→ **What you are asked to do**
Set down the listing below verbatim, but only from its first line through the line containing "--- a/tests/nopytest_test_coadds.py".
START Dataset records
PR #332, opened 2020-01-06
DM-22796: Rearrange test so that temp data files are removed if tests pass

timj:
This saves 200MB in the installed footprint.  The test data are
not deleted if a test fails.

### DIFF
--- a/tests/nopytest_test_coadds.py
+++ b/tests/nopytest_test_coadds.py
@@ -80,71 +80,28 @@ from lsst.pipe.tasks.multiBand import (DetectCoaddSourcesTask, MergeDetectionsTa
 DATAREPO_ROOT = os.path.join(os.path.dirname(__file__), ".tests", "testCoadds-data")
 
 
+def assertWrapper(func):
+    """Decorator to intercept any test failures and reraise whilst recording
+    a failure.
+
+    This allows tearDownClass to behave differently depending on
+    whether any of the tests failed.  In this case we clean up the test
+    data if all the tests passed but leave it behind if any of the tests
+    failed for any reason."""
+    def wrapped(self):
+        try:
+            func(self)
+        except Exception:
+            # Set the CLASS property since the data are per-test class
+            # so any failure is important in any of the tests.
+            type(self).failed = True
+            raise
+
+    return wrapped
+
+
 def setup_module(module):
     lsst.utils.tests.init()
-
-    if os.path.exists(DATAREPO_ROOT):
-        print("Deleting existing repo: %r" % (DATAREPO_ROOT,))
-        shutil.rmtree(DATAREPO_ROOT)
-
-    if not haveMeasBase:
-        raise unittest.SkipTest("meas_base could not be imported")
-
-    # Create a task that creates simulated images and builds a coadd from them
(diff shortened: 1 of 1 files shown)


tests/nopytest_test_coadds.py
```diff
@@ -80,72 +80,24 @@
 DATAREPO_ROOT = os.path.join(os.path.dirname(__file__), ".tests", "testCoadds-data")
 
 
+def assertWrapper(func):
+    """Decorator to intercept AssertionError and reraise whilst recording
+    a failure."""
+    def wrapped(self):
+        try:
+            func(self)
+        except Exception:
```
jdswinbank: Should we be catching `Exception` here, or `AssertionError` (per the docstring, above)?

tests/nopytest_test_coadds.py
```diff
@@ -218,6 +170,85 @@ def runForcedPhotCcdTask(butler):
...
+        runForcedPhotCoaddTask(butler, mocksTask)
+        runForcedPhotCcdTask(butler)
+
+    @classmethod
+    def tearDownClass(cls):
+        """Removes test data if tests ran okay"""
+        if os.path.exists(DATAREPO_ROOT):
+            if not cls.failed:
+                print(f"Deleting temporary data repository {DATAREPO_ROOT}")
+                # Errors can be ignored at this point
```
jdswinbank: I'm not sure the comment really adds much... presumably, if the errors couldn't be ignored, the code wouldn't say `ignore_errors=True`. :-) I'd suggest either removing the comment, or using it to explain _why_ it's appropriate to ignore errors.

tests/nopytest_test_coadds.py
```diff
@@ -218,6 +170,85 @@ def runForcedPhotCcdTask(butler):
...
+        mergeMeasTask = MergeMeasurementsTask(config=mergeMeasConfig, butler=butler)
+        mergeMeasTask.writeSchemas(butler)
+        runTaskOnPatchList(butler, mergeMeasTask, mocksTask)
+
+        runForcedPhotCoaddTask(butler, mocksTask)
+        runForcedPhotCcdTask(butler)
+
+    @classmethod
+    def tearDownClass(cls):
+        """Removes test data if tests ran okay"""
```
jdswinbank: Perhaps “if all tests passed” would be clearer?

tests/nopytest_test_coadds.py
```diff
@@ -80,72 +80,24 @@
 DATAREPO_ROOT = os.path.join(os.path.dirname(__file__), ".tests", "testCoadds-data")
 
 
+def assertWrapper(func):
+    """Decorator to intercept AssertionError and reraise whilst recording
+    a failure."""
```
jdswinbank: I think it'd be worth writing just another sentence here describing why this is a useful thing to do, just to help the reader orient themselves. Something along the lines of “this enables us to track whether any tests failed, and if so to preserve the test data for future reference”.

tests/nopytest_test_coadds.py
timj: I did have AssertionError here in the lsst_ci variant but then I got to pondering that any failures whilst running a test would also be a good reason not to delete. I can fix the docstring.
END Dataset records
→ **Task output**
PR #332, opened 2020-01-06
DM-22796: Rearrange test so that temp data files are removed if tests pass

timj:
This saves 200MB in the installed footprint.  The test data are
not deleted if a test fails.

### DIFF
--- a/tests/nopytest_test_coadds.py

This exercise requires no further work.